— DATASET RECORDS —
PR #127, opened 2023-05-19
feat: provide default libp2p instance

### LINKED ISSUE #121: Provide a default libp2p instance
## Done Criteria
Helia can be constructed without a libp2p instance.  In this case, a "good default" libp2p instance is provided.

## Why Important
libp2p exposes a lot of knobs.  Knowing the right one sets for a good connectivity story is not cear to new users.  This reduces the barrier to entry and also serves as a base set to potentially tweak.

## Notes
This default libp2p instance should be well commented so that interested users can learn from it to determining how they might follow suit or tweak.

achingbrain:
The original intention was to allow users to configure a libp2p node to their requirements but it's a non-trivial undertaking unless the user is deeply familiar with the libp2p stack.

Instead, let's provide node and browser libp2p instances with sensible defaults that give the user the best chance of success on first try.

Fixes #121

### DIFF
--- a/packages/helia/package.json
+++ b/packages/helia/package.json
@@ -145,6 +145,7 @@
     "@ipld/dag-pb": "^4.0.3",
     "@libp2p/bootstrap": "^8.0.0",
     "@libp2p/interface-libp2p": "^3.1.0",
+    "@libp2p/interface-pubsub": "^4.0.1",
     "@libp2p/interfaces": "^3.3.2",
     "@libp2p/ipni-content-routing": "^1.0.0",
     "@libp2p/kad-dht": "^9.3.3",
--- a/packages/helia/package.json
+++ b/packages/helia/package.json
@@ -138,18 +138,29 @@
     "release": "aegir release"
   },
   "dependencies": {
+    "@chainsafe/libp2p-gossipsub": "^8.0.0",
+    "@chainsafe/libp2p-noise": "^12.0.0",
+    "@chainsafe/libp2p-yamux": "^4.0.2",
     "@helia/interface": "^1.0.0",
-    "@ipld/dag-pb": "^4.0.2",
-    "@libp2p/interface-libp2p": "^1.1.0",
-    "@libp2p/interfaces": "^3.3.1",
-    "@libp2p/logger": "^2.0.5",
+    "@ipld/dag-pb": "^4.0.3",
+    "@libp2p/bootstrap": "^8.0.0",
+    "@libp2p/interface-libp2p": "^3.1.0",
+    "@libp2p/interfaces": "^3.3.2",
+    "@libp2p/ipni-content-routing": "^1.0.0",
+    "@libp2p/kad-dht": "^9.3.3",
+    "@libp2p/logger": "^2.0.7",
+    "@libp2p/mdns": "^8.0.0",
+    "@libp2p/mplex": "^8.0.3",
+    "@libp2p/tcp": "^7.0.1",
+    "@libp2p/webrtc": "^2.0.4",
+    "@libp2p/webtransport": "^2.0.1",
     "blockstore-core": "^4.0.0",
     "cborg": "^1.10.0",
     "datastore-core": "^9.0.0",
     "interface-blockstore": "^5.0.0",
     "interface-datastore": "^8.0.0",
     "interface-store": "^5.0.1",
-    "ipfs-bitswap": "^17.0.0",
+    "ipfs-bitswap": "^18.0.0",
     "it-all": "^3.0.1",
     "it-drain": "^3.0.1",
     "it-filter": "^3.0.1",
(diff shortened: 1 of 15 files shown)


packages/helia/package.json
```diff
@@ -162,18 +174,19 @@
     "uint8arrays": "^4.0.3"
   },
   "devDependencies": {
-    "@chainsafe/libp2p-noise": "^11.0.0",
-    "@chainsafe/libp2p-yamux": "^3.0.5",
     "@ipld/dag-cbor": "^9.0.0",
     "@ipld/dag-json": "^10.0.1",
-    "@libp2p/websockets": "^5.0.3",
+    "@libp2p/websockets": "^6.0.1",
```
SgtPooki, line 179: should this be "optional" dependencies?

SgtPooki (approved):
lgtm, just a question.

packages/helia/package.json
SgtPooki: same for others that are browser only?

achingbrain: No, optional dependencies means "if this dependency failed to install, carry on anyway".

I think what you are saying is "let the user decide whether to install this dep or not", which is what "peerDependencies" used to mean, now npm installs peer deps whether you like it or not so I'm not sure there's a way to do that.

packages/helia/src/utils/libp2p.browser.ts
```diff
@@ -0,0 +1,68 @@
...
+      circuitRelayTransport({
+        discoverRelays: 1
+      })
+    ],
+    connectionEncryption: [
+      noise()
+    ],
+    streamMuxers: [
+      yamux(),
+      mplex()
```
BigLep, line 41: can we kill off mplex?

packages/helia/src/utils/libp2p.ts
```diff
@@ -0,0 +1,72 @@
...
+      circuitRelayTransport({
+        discoverRelays: 1
+      })
+    ],
+    connectionEncryption: [
+      noise()
+    ],
+    streamMuxers: [
+      yamux(),
+      mplex()
```
BigLep, line 45: can we remove?

packages/helia/src/utils/libp2p.ts
```diff
@@ -0,0 +1,72 @@
...
+    ],
+    peerDiscovery: [
+      mdns(),
+      bootstrap({
+        list: [
+          '/dnsaddr/bootstrap.libp2p.io/p2p/QmNnooDu7bfjPFoTZYxMNLWUQJyrVwtbZg5gBMjTezGAJN',
+          '/dnsaddr/bootstrap.libp2p.io/p2p/QmQCU2EcMqAqQPR2i9bChDtGNJchTbq5TbXJJ16u19uLTa',
+          '/dnsaddr/bootstrap.libp2p.io/p2p/QmbLHAnMoJPWSCR5Zhtx6BHJX9KiKNN6tpvbUcqanj75Nb',
+          '/dnsaddr/bootstrap.libp2p.io/p2p/QmcZf59bWwK5XFi76CZX8cbJ4BhTzzA3gU1ZjYZcYW3dwt'
+        ]
```
BigLep, line 55: This is duplicated.  Maybe factor it out, and also add comments on where this list comes from?

packages/interface/src/index.ts
```diff
@@ -28,11 +27,11 @@ export type { Await, AwaitIterable } from 'interface-store'
 /**
  * The API presented by a Helia node.
  */
-export interface Helia {
+export interface Helia<T = Libp2p> {
```
BigLep, line 30: You don't have to spend time on this, but just for my own learning, I'm curious why we had to parameterize Helia.

BigLep (commented):
Are there are any docs or examples we need to update?

packages/helia/src/utils/libp2p.browser.ts
achingbrain: Maybe - do we have stats for how well used yamux is yet?

js-ipfs never shipped with it included so you'd lose compatibility with any existing deployments.

packages/interface/src/index.ts
achingbrain: Libp2p is parameterised by the service map, so the generic is added here to let us reflect that in the instance of Helia returned from the factory.

packages/helia/src/utils/libp2p.browser.ts
BigLep: actually, I was wanting to make sure we don't proliferate mplex, but as long as we prefer yamux that is the key thing (which you're doing).  I'm not aware of harm of one also offering mplex, and assuming there are no downsides to it, I'm game to include it for compatibility.  

That said, if go-libp2p ships without mplex by default, I think we'd be fine to remove it.  I don't have stats here and I don't think we need to block to find that out.

packages/helia/src/utils/libp2p.ts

— PROBLEM —
Start to finish, output the whole listing exactly.

— WRITTEN SOLUTION —
PR #127, opened 2023-05-19
feat: provide default libp2p instance

### LINKED ISSUE #121: Provide a default libp2p instance
## Done Criteria
Helia can be constructed without a libp2p instance.  In this case, a "good default" libp2p instance is provided.

## Why Important
libp2p exposes a lot of knobs.  Knowing the right one sets for a good connectivity story is not cear to new users.  This reduces the barrier to entry and also serves as a base set to potentially tweak.

## Notes
This default libp2p instance should be well commented so that interested users can learn from it to determining how they might follow suit or tweak.

achingbrain:
The original intention was to allow users to configure a libp2p node to their requirements but it's a non-trivial undertaking unless the user is deeply familiar with the libp2p stack.

Instead, let's provide node and browser libp2p instances with sensible defaults that give the user the best chance of success on first try.

Fixes #121

### DIFF
--- a/packages/helia/package.json
+++ b/packages/helia/package.json
@@ -145,6 +145,7 @@
     "@ipld/dag-pb": "^4.0.3",
     "@libp2p/bootstrap": "^8.0.0",
     "@libp2p/interface-libp2p": "^3.1.0",
+    "@libp2p/interface-pubsub": "^4.0.1",
     "@libp2p/interfaces": "^3.3.2",
     "@libp2p/ipni-content-routing": "^1.0.0",
     "@libp2p/kad-dht": "^9.3.3",
--- a/packages/helia/package.json
+++ b/packages/helia/package.json
@@ -138,18 +138,29 @@
     "release": "aegir release"
   },
   "dependencies": {
+    "@chainsafe/libp2p-gossipsub": "^8.0.0",
+    "@chainsafe/libp2p-noise": "^12.0.0",
+    "@chainsafe/libp2p-yamux": "^4.0.2",
     "@helia/interface": "^1.0.0",
-    "@ipld/dag-pb": "^4.0.2",
-    "@libp2p/interface-libp2p": "^1.1.0",
-    "@libp2p/interfaces": "^3.3.1",
-    "@libp2p/logger": "^2.0.5",
+    "@ipld/dag-pb": "^4.0.3",
+    "@libp2p/bootstrap": "^8.0.0",
+    "@libp2p/interface-libp2p": "^3.1.0",
+    "@libp2p/interfaces": "^3.3.2",
+    "@libp2p/ipni-content-routing": "^1.0.0",
+    "@libp2p/kad-dht": "^9.3.3",
+    "@libp2p/logger": "^2.0.7",
+    "@libp2p/mdns": "^8.0.0",
+    "@libp2p/mplex": "^8.0.3",
+    "@libp2p/tcp": "^7.0.1",
+    "@libp2p/webrtc": "^2.0.4",
+    "@libp2p/webtransport": "^2.0.1",
     "blockstore-core": "^4.0.0",
     "cborg": "^1.10.0",
     "datastore-core": "^9.0.0",
     "interface-blockstore": "^5.0.0",
     "interface-datastore": "^8.0.0",
     "interface-store": "^5.0.1",
-    "ipfs-bitswap": "^17.0.0",
+    "ipfs-bitswap": "^18.0.0",
     "it-all": "^3.0.1",
     "it-drain": "^3.0.1",
     "it-filter": "^3.0.1",
(diff shortened: 1 of 15 files shown)


packages/helia/package.json
```diff
@@ -162,18 +174,19 @@
     "uint8arrays": "^4.0.3"
   },
   "devDependencies": {
-    "@chainsafe/libp2p-noise": "^11.0.0",
-    "@chainsafe/libp2p-yamux": "^3.0.5",
     "@ipld/dag-cbor": "^9.0.0",
     "@ipld/dag-json": "^10.0.1",
-    "@libp2p/websockets": "^5.0.3",
+    "@libp2p/websockets": "^6.0.1",
```
SgtPooki, line 179: should this be "optional" dependencies?

SgtPooki (approved):
lgtm, just a question.

packages/helia/package.json
SgtPooki: same for others that are browser only?

achingbrain: No, optional dependencies means "if this dependency failed to install, carry on anyway".

I think what you are saying is "let the user decide whether to install this dep or not", which is what "peerDependencies" used to mean, now npm installs peer deps whether you like it or not so I'm not sure there's a way to do that.

packages/helia/src/utils/libp2p.browser.ts
```diff
@@ -0,0 +1,68 @@
...
+      circuitRelayTransport({
+        discoverRelays: 1
+      })
+    ],
+    connectionEncryption: [
+      noise()
+    ],
+    streamMuxers: [
+      yamux(),
+      mplex()
```
BigLep, line 41: can we kill off mplex?

packages/helia/src/utils/libp2p.ts
```diff
@@ -0,0 +1,72 @@
...
+      circuitRelayTransport({
+        discoverRelays: 1
+      })
+    ],
+    connectionEncryption: [
+      noise()
+    ],
+    streamMuxers: [
+      yamux(),
+      mplex()
```
BigLep, line 45: can we remove?

packages/helia/src/utils/libp2p.ts
```diff
@@ -0,0 +1,72 @@
...
+    ],
+    peerDiscovery: [
+      mdns(),
+      bootstrap({
+        list: [
+          '/dnsaddr/bootstrap.libp2p.io/p2p/QmNnooDu7bfjPFoTZYxMNLWUQJyrVwtbZg5gBMjTezGAJN',
+          '/dnsaddr/bootstrap.libp2p.io/p2p/QmQCU2EcMqAqQPR2i9bChDtGNJchTbq5TbXJJ16u19uLTa',
+          '/dnsaddr/bootstrap.libp2p.io/p2p/QmbLHAnMoJPWSCR5Zhtx6BHJX9KiKNN6tpvbUcqanj75Nb',
+          '/dnsaddr/bootstrap.libp2p.io/p2p/QmcZf59bWwK5XFi76CZX8cbJ4BhTzzA3gU1ZjYZcYW3dwt'
+        ]
```
BigLep, line 55: This is duplicated.  Maybe factor it out, and also add comments on where this list comes from?

packages/interface/src/index.ts
```diff
@@ -28,11 +27,11 @@ export type { Await, AwaitIterable } from 'interface-store'
 /**
  * The API presented by a Helia node.
  */
-export interface Helia {
+export interface Helia<T = Libp2p> {
```
BigLep, line 30: You don't have to spend time on this, but just for my own learning, I'm curious why we had to parameterize Helia.

BigLep (commented):
Are there are any docs or examples we need to update?

packages/helia/src/utils/libp2p.browser.ts
achingbrain: Maybe - do we have stats for how well used yamux is yet?

js-ipfs never shipped with it included so you'd lose compatibility with any existing deployments.

packages/interface/src/index.ts
achingbrain: Libp2p is parameterised by the service map, so the generic is added here to let us reflect that in the instance of Helia returned from the factory.

packages/helia/src/utils/libp2p.browser.ts
BigLep: actually, I was wanting to make sure we don't proliferate mplex, but as long as we prefer yamux that is the key thing (which you're doing).  I'm not aware of harm of one also offering mplex, and assuming there are no downsides to it, I'm game to include it for compatibility.  

That said, if go-libp2p ships without mplex by default, I think we'd be fine to remove it.  I don't have stats here and I don't think we need to block to find that out.

packages/helia/src/utils/libp2p.ts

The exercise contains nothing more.